**Task to carry out**
Copy each line of the data that has "which" in it.

(Data extracted from a collection)
* * * * * * * * *
PR #648, opened 2024-06-05
Fix  zsh/bash completions for arguments in option groups with a custom completion

### LINKED ISSUE #646: Zsh completion missing for arguments in an option group with custom completion
Zsh completions are not shown for arguments that are added to a command using an `@OptionGroup` and that have a `custom` completion kind.

**ArgumentParser version:** `main`
**Swift version:** 
```
swift-driver version: 1.90.11.1 Apple Swift version 5.10 (swiftlang-5.10.0.13 clang-1500.3.9.4)
Target: arm64-apple-macosx14.0
```

### Checklist

### Steps to Reproduce

1. Create a command with an option group with an arguments with a custom completion kind.
	```swift
	import ArgumentParser
	
	struct ArgOptionGroup: ParsableArguments {
	    @Argument(completion: .custom { _ in
	        ["1-argInOptionGroup", "2-argInOptionGroup", "3-argInOptionGroup"]
	    })
	    var argInOptionGroup: String
	}
	
	@main
	struct CompletionExample: ParsableCommand {
	    @Argument(completion: .custom { _ in
	        ["1-argInCommand", "2-argInCommand", "3-argInCommand"]
	    })
	    var argInCommand: String
	    
	    @OptionGroup var optionGroup: ArgOptionGroup
	}
	```

1. Install the completions in your terminal and load them, steps will vary per environment, for me the steps are.
	1. `swift build` 
	1. Install the completions.
		```shell
		./completion-example --generate-completion-script zsh > ~/.oh-my-zsh/completions/_completion-example
		```
    1. Open a new terminal to load the new completions.
1. Type `./completion-example ` (note the trailing space)
	

1. Press tab to accept the first completion
1. Press space.
	
1. Type `1` (the first character of one of the arguments.
	

### Expected behavior
It should suggest completions for the argument from the option group, as it did for the argument in the command (step 3).

### Actual behavior
It doesn't show any completions for the arguments in the option group (step 4). When starting to type any of the options that should be suggested (step 5), it prints that there are no matches (probably from `zsh-autosuggestions`).

CraigSiemens:
## Issue
- Fixes #646 

### The issue

It was caused by a mismatch in the completion scripts and the custom completion parsing. This is following the example from the issue above.
- The completion scripts contained the name of the argument
  ```zsh
  ':arg-in-option-group:{_custom_completion $_completion_example_commandname ---completion  -- argInOptionGroup $words}'
  ```
- The parsing of the completion command failed to find the argument using `ArgumentSet.firstPositional(named:)`.
  This was caused by the function creating an `InputKey` with just a `name` and comparing to keys in the set that have their `name` and `path` set.

  In other words
  ```swift
  InputKey(name: "argInOptionGroup", parent: nil)
  != InputKey(name: "argInOptionGroup", parent: .init(named: "optionGroup", parent: nil))
  ```

There's also another issue that would occur when a command and an option group each contain an argument with the same name. In that case the completion would always match the first one in the `ArgumentSet` even if the user is trying to get completions for the second argument.

## The fix

The completions scripts were updated to contain the full path of the argument instead of just the name. Then the completions parser can create an `InputKey` that will exactly match one in the `ArgumentSet`.

To avoid having the logic spread out, an extension was added to `InputKey` to get the `fullPathString` from a key and an init to create an `InputKey` from a `fullPathString`.

I also updated the bash completion script to use `ArgumentDefinition.customCompletionCall(_:)` that the zsh script was already using to deduplicate the logic.

### Checklist
- [x] I've updated the documentation if necessary (wasn't necessary)


natecook1000 (commented):
Looks good, thanks for working on this! One nit, then we should be good to merge. 

Have you had a chance to see if this behavior occurs with `fish` completions as well?

CraigSiemens:
> Let's use the stdlib method here instead of Foundation's:

👍 That's been pushed to the branch.

> Have you had a chance to see if this behavior occurs with `fish` completions as well?

From what I can tell, it appears that completions for arguments aren't being generated currently for fish. 

This is returning `nil` if the `ArgumentDefinition.names` is empty.
https://github.com/apple/swift-argument-parser/blob/5be327c/Sources/ArgumentParser/Completions/FishCompletionsGenerator.swift#L62-L64

`names` will always be empty for positional arguments.
https://github.com/apple/swift-argument-parser/blob/5be327c/Sources/ArgumentParser/Parsing/ArgumentDefinition.swift#L109-L114

It'll take me some more time see if there's a reason for the condition in the guard and what the solution would be.

Tests/ArgumentParserExampleTests/MathExampleTests.swift
```diff
@@ -608,23 +608,30 @@ function _swift_math_using_command
 end
 
 complete -c math -n \'_swift_math_using_command \"math add\"\' -l hex-output -s x -d \'Use hexadecimal notation for the result.\'
+complete -c math -n \'_swift_math_using_command \"math add\"\' -l version -d \'Show the version.\'
```
CraigSiemens, line 611: The completions now include the `--version` flag like the bash/zsh commands.

Tests/ArgumentParserExampleTests/MathExampleTests.swift
```diff
@@ -608,23 +608,30 @@ function _swift_math_using_command
...
 complete -c math -n \'_swift_math_using_command \"math stats quantiles\"\' -l custom -r -f -a \'(command math ---completion stats quantiles -- --custom (commandline -opc)[1..-1])\'
+complete -c math -n \'_swift_math_using_command \"math stats quantiles\"\' -l version -d \'Show the version.\'
 complete -c math -n \'_swift_math_using_command \"math stats quantiles\"\' -s h -l help -d \'Show help information.\'
-complete -c math -n \'_swift_math_using_command \"math stats\" \"average stdev quantiles help\"\' -s h -l help -d \'Show help information.\'
-complete -c math -n \'_swift_math_using_command \"math stats\" \"average stdev quantiles help\"\' -f -a \'average\' -d \'Print the average of the values.\'
-complete -c math -n \'_swift_math_using_command \"math stats\" \"average stdev quantiles help\"\' -f -a \'stdev\' -d \'Print the standard deviation of the values.\'
-complete -c math -n \'_swift_math_using_command \"math stats\" \"average stdev quantiles help\"\' -f -a \'quantiles\' -d \'Print the quantiles of the values (TBD).\'
-complete -c math -n \'_swift_math_using_command \"math stats\" \"average stdev quantiles help\"\' -f -a \'help\' -d \'Show subcommand help information.\'
```
CraigSiemens, line 627: The changes seems to have also fixed another bug where it could suggest `help` following subcommands when it isn't a valid subcommand.

CraigSiemens (commented):
I've added a commit that adds the arguments to the fish completions. I tried implementing the logic to follow the bash/zsh implementations to control which arguments are shown/hidden.

natecook1000:
@swift-ci Please test

PR #650, opened 2024-06-27
Updates to support Swift 6 language version

natecook1000:
Some minor NFC changes to resolve strict concurrency checking warnings/errors and the warning about the change in meaning for `#file`.


natecook1000:
@swift-ci Please test

natecook1000:
@swift-ci Please test

Plugins/GenerateManual/GenerateManualPluginError.swift
```diff
@@ -10,7 +10,11 @@
 //===----------------------------------------------------------------------===//
 
 import Foundation
+#if swift(>=6)
+@preconcurrency import PackagePlugin
```
rauhul, line 14: Hmm it feels like we should file a bug on SwiftPM for this

rauhul (approved):
I dont understand the file -> filePath change but looks right overall

Plugins/GenerateManual/GenerateManualPluginError.swift
natecook1000: I can't reproduce the warnings that led me to add this anymore 😭

natecook1000:
@swift-ci Please test

PR #657, opened 2024-07-26
Add missing @Flag initializer in example

cg-soft:
The documentation as presented doesn't compile. An initializer is required for a boolean flag.

rdar://132579907

### Checklist


rauhul:
I can't remember if omitting the initial value is intended to work, @natecook1000 do you recall?

cg-soft:
@rauhul it definitely does not work. Leaving out the initial value makes it assume it's an Int, and I get this error:

```
error: property type 'Bool' does not match 'wrappedValue' type 'Int'
    var verbose: Bool
        ^~~~~~~
```

natecook1000:
Right! I think you can only omit the default `false` value when you specify an inversion (like a `--foo/--no-foo` pair), which makes specifying one of those values required.

natecook1000:
@swift-ci Please test

PR #660, opened 2024-08-19
Enable library evolution in CMake build

dabrahams:
The use of `@_implementationOnly` causes the compiler to warn of instability at runtime otherwise.


compnerd:
CC: @rauhul

rauhul:
Thoughts on this approach instead: https://github.com/apple/swift-argument-parser/pull/666

I don't really see a need to use this attribute anymore. It's really just doesn't work without library evo enabled anyways.

rauhul:
superseded by: #666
* * * * * * * * *
**Result**
I've added a commit that adds the arguments to the fish completions. I tried implementing the logic to follow the bash/zsh implementations to control which arguments are shown/hidden.
Right! I think you can only omit the default `false` value when you specify an inversion (like a `--foo/--no-foo` pair), which makes specifying one of those values required.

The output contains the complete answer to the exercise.